INSTRUCTIONS FOR THE TASK:
Please repeat all the entries. Nothing may differ.

[Records from a data source]

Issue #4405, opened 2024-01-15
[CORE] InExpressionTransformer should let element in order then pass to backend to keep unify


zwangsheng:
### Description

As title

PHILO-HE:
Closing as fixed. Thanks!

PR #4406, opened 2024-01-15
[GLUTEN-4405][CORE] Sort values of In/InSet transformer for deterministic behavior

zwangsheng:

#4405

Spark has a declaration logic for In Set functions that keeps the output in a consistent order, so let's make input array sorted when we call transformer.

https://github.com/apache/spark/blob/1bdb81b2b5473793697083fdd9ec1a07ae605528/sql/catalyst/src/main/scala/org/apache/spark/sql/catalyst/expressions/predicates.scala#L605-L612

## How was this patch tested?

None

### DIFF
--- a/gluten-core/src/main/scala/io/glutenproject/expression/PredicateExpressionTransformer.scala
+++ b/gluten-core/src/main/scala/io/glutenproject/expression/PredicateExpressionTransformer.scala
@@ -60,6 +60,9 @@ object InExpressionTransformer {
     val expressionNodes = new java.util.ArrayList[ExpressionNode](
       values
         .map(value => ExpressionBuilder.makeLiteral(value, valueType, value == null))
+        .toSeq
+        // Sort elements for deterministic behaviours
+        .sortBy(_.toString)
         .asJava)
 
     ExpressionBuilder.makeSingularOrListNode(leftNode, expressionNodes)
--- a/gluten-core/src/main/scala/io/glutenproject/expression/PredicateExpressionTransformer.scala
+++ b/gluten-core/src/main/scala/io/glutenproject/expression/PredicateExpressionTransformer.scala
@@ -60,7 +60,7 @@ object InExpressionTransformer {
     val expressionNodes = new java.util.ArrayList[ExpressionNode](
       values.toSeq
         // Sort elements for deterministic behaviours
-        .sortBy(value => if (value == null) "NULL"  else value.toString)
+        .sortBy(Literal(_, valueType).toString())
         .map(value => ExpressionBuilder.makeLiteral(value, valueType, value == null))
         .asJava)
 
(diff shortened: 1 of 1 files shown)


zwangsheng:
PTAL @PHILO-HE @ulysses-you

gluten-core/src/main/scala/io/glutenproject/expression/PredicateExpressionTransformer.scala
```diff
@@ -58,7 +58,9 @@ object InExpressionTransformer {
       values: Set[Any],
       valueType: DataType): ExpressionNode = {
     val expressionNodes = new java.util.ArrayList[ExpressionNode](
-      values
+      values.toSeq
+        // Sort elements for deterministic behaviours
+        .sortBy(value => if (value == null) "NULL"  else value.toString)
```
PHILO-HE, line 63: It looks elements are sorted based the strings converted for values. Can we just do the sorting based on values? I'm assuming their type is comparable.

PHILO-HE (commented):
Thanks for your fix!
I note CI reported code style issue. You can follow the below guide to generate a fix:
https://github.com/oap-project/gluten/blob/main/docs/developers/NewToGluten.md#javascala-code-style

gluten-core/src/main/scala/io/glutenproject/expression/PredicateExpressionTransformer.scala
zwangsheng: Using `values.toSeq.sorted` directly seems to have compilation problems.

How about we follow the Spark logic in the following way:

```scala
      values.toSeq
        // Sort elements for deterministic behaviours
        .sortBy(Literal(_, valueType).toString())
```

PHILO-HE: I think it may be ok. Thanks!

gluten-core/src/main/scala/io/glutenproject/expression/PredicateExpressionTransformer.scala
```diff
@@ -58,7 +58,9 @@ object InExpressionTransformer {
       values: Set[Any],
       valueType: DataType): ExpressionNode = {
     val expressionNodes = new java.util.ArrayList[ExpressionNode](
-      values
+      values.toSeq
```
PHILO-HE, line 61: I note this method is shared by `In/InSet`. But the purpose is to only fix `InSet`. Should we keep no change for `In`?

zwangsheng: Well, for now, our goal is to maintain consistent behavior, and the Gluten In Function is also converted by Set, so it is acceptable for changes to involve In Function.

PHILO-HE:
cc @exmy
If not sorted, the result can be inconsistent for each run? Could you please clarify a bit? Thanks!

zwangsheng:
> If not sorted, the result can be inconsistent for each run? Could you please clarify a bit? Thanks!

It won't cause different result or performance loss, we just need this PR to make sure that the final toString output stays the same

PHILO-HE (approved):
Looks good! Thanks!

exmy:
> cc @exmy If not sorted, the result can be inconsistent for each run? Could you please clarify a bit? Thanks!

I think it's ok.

SOLUTION FOR THIS PROBLEM:
Issue #4405, opened 2024-01-15
[CORE] InExpressionTransformer should let element in order then pass to backend to keep unify


zwangsheng:
### Description

As title

PHILO-HE:
Closing as fixed. Thanks!

PR #4406, opened 2024-01-15
[GLUTEN-4405][CORE] Sort values of In/InSet transformer for deterministic behavior

zwangsheng:

#4405

Spark has a declaration logic for In Set functions that keeps the output in a consistent order, so let's make input array sorted when we call transformer.

https://github.com/apache/spark/blob/1bdb81b2b5473793697083fdd9ec1a07ae605528/sql/catalyst/src/main/scala/org/apache/spark/sql/catalyst/expressions/predicates.scala#L605-L612

## How was this patch tested?

None

### DIFF
--- a/gluten-core/src/main/scala/io/glutenproject/expression/PredicateExpressionTransformer.scala
+++ b/gluten-core/src/main/scala/io/glutenproject/expression/PredicateExpressionTransformer.scala
@@ -60,6 +60,9 @@ object InExpressionTransformer {
     val expressionNodes = new java.util.ArrayList[ExpressionNode](
       values
         .map(value => ExpressionBuilder.makeLiteral(value, valueType, value == null))
+        .toSeq
+        // Sort elements for deterministic behaviours
+        .sortBy(_.toString)
         .asJava)
 
     ExpressionBuilder.makeSingularOrListNode(leftNode, expressionNodes)
--- a/gluten-core/src/main/scala/io/glutenproject/expression/PredicateExpressionTransformer.scala
+++ b/gluten-core/src/main/scala/io/glutenproject/expression/PredicateExpressionTransformer.scala
@@ -60,7 +60,7 @@ object InExpressionTransformer {
     val expressionNodes = new java.util.ArrayList[ExpressionNode](
       values.toSeq
         // Sort elements for deterministic behaviours
-        .sortBy(value => if (value == null) "NULL"  else value.toString)
+        .sortBy(Literal(_, valueType).toString())
         .map(value => ExpressionBuilder.makeLiteral(value, valueType, value == null))
         .asJava)
 
(diff shortened: 1 of 1 files shown)


zwangsheng:
PTAL @PHILO-HE @ulysses-you

gluten-core/src/main/scala/io/glutenproject/expression/PredicateExpressionTransformer.scala
```diff
@@ -58,7 +58,9 @@ object InExpressionTransformer {
       values: Set[Any],
       valueType: DataType): ExpressionNode = {
     val expressionNodes = new java.util.ArrayList[ExpressionNode](
-      values
+      values.toSeq
+        // Sort elements for deterministic behaviours
+        .sortBy(value => if (value == null) "NULL"  else value.toString)
```
PHILO-HE, line 63: It looks elements are sorted based the strings converted for values. Can we just do the sorting based on values? I'm assuming their type is comparable.

PHILO-HE (commented):
Thanks for your fix!
I note CI reported code style issue. You can follow the below guide to generate a fix:
https://github.com/oap-project/gluten/blob/main/docs/developers/NewToGluten.md#javascala-code-style

gluten-core/src/main/scala/io/glutenproject/expression/PredicateExpressionTransformer.scala
zwangsheng: Using `values.toSeq.sorted` directly seems to have compilation problems.

How about we follow the Spark logic in the following way:

```scala
      values.toSeq
        // Sort elements for deterministic behaviours
        .sortBy(Literal(_, valueType).toString())
```

PHILO-HE: I think it may be ok. Thanks!

gluten-core/src/main/scala/io/glutenproject/expression/PredicateExpressionTransformer.scala
```diff
@@ -58,7 +58,9 @@ object InExpressionTransformer {
       values: Set[Any],
       valueType: DataType): ExpressionNode = {
     val expressionNodes = new java.util.ArrayList[ExpressionNode](
-      values
+      values.toSeq
```
PHILO-HE, line 61: I note this method is shared by `In/InSet`. But the purpose is to only fix `InSet`. Should we keep no change for `In`?

zwangsheng: Well, for now, our goal is to maintain consistent behavior, and the Gluten In Function is also converted by Set, so it is acceptable for changes to involve In Function.

PHILO-HE:
cc @exmy
If not sorted, the result can be inconsistent for each run? Could you please clarify a bit? Thanks!

zwangsheng:
> If not sorted, the result can be inconsistent for each run? Could you please clarify a bit? Thanks!

It won't cause different result or performance loss, we just need this PR to make sure that the final toString output stays the same

PHILO-HE (approved):
Looks good! Thanks!

exmy:
> cc @exmy If not sorted, the result can be inconsistent for each run? Could you please clarify a bit? Thanks!

I think it's ok.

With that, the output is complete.